Issue #950, opened 2019-07-18
GitLab plugin checks only global roles, project role is not verified


frluo:
#issue  
Per plugin instruction document, I try to use userid+token for Jenkins job authentication:
https://github.com/jenkinsci/gitlab-plugin#gitlab-to-jenkins-authentication, and use Configuring global authentication. 

First, I grant the user with job/Build permission to certain jobs, e.g. grant permission to a folder which has several jobs.
Second, I grant the user permission in global level, i.e. all jobs that has been assigned with job/Build permission.

After setting up above webhook in GitLab, and trigger the Job via GitLab, in the first scenario, the authentication is failed with code 403. and the second scenario is successful.

It seems GitLab plugin do not verify the folder level job/Build permission, instead, it checks only towards global job/Build permission.

### Context
- **Gitlab plugin version**: 1.5.12
- **Gitlab version**: 11.10.4
- **Jenkins version**: 2.176.1
- **Job type**: Pipeline

### Logs & Traces

<html>
<head>
<meta http-equiv="Content-Type" content="text/html;charset=utf-8"/>
<title>Error 403 xyz_user is missing the Job/Build permission</title>
</head>
<body><h2>HTTP ERROR 403</h2>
^^^^^^^^^^^^^^^^
Work instructions: Return the records exactly, character for character.

Response:
Issue #950, opened 2019-07-18
GitLab plugin checks only global roles, project role is not verified


frluo:
#issue  
Per plugin instruction document, I try to use userid+token for Jenkins job authentication:
https://github.com/jenkinsci/gitlab-plugin#gitlab-to-jenkins-authentication, and use Configuring global authentication. 

First, I grant the user with job/Build permission to certain jobs, e.g. grant permission to a folder which has several jobs.
Second, I grant the user permission in global level, i.e. all jobs that has been assigned with job/Build permission.

After setting up above webhook in GitLab, and trigger the Job via GitLab, in the first scenario, the authentication is failed with code 403. and the second scenario is successful.

It seems GitLab plugin do not verify the folder level job/Build permission, instead, it checks only towards global job/Build permission.

### Context
- **Gitlab plugin version**: 1.5.12
- **Gitlab version**: 11.10.4
- **Jenkins version**: 2.176.1
- **Job type**: Pipeline

### Logs & Traces

<html>
<head>
<meta http-equiv="Content-Type" content="text/html;charset=utf-8"/>
<title>Error 403 xyz_user is missing the Job/Build permission</title>
</head>
<body><h2>HTTP ERROR 403</h2>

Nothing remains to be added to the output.